A mentalidade especial do delirante paranóico, pronta a sobrevalorizar pequenas coisas, a interpretá-las em conformidade com uma idéia dominante, dirige-se à conduta processual do juiz e das outras partes e, finalmente, à sentença. É fácil que o juiz dê evidência, ao recolher as provas, a uma circunstância contrária aos interesses do paranóico, dirija uma palavra cortês à parte adversa, demonstre, pela cordialidade do tom, ser amigo do seu defensor; é possível que, na necessidade de adaptação de uma norma abstrata a um caso concreto, a lei seja aplicada com equidade, mas não com rigor jurídico; ora o querelômano registra estas pequenas coisas, atribui-lhes um valor excessivo, interpreta-as como manifestações de injustiça, de corrupção.

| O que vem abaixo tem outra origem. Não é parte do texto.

PR #4524, opened 2024-07-17
[AC-1698] Check if a user has 2FA enabled more efficiently

r-tome:
## 🎟️ Tracking

https://bitwarden.atlassian.net/browse/AC-1698

## 📔 Objective

The members page loads slowly for large organizations because the database calls to check each user's 2FA status are not optimized.

>Current code flow:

Ao mesmo tempo, ele não tem uma visão exata daquilo que lhe pertence, de maneira que a mais justa das decisões, ainda que lhe seja favorável, parece-lhe uma velhacaria de que foi vítima. E pelo desejo de reagir contra uma injustiça judiciária, inicia-se a sua fastidiosa atividade de querelômano; por conseguinte, o delírio deriva de um insucesso judiciário, real ou inexistente, porque muitas vezes até o êxito favorável de uma causa se transforma, em virtude das desmedidas pretensões, numa derrota.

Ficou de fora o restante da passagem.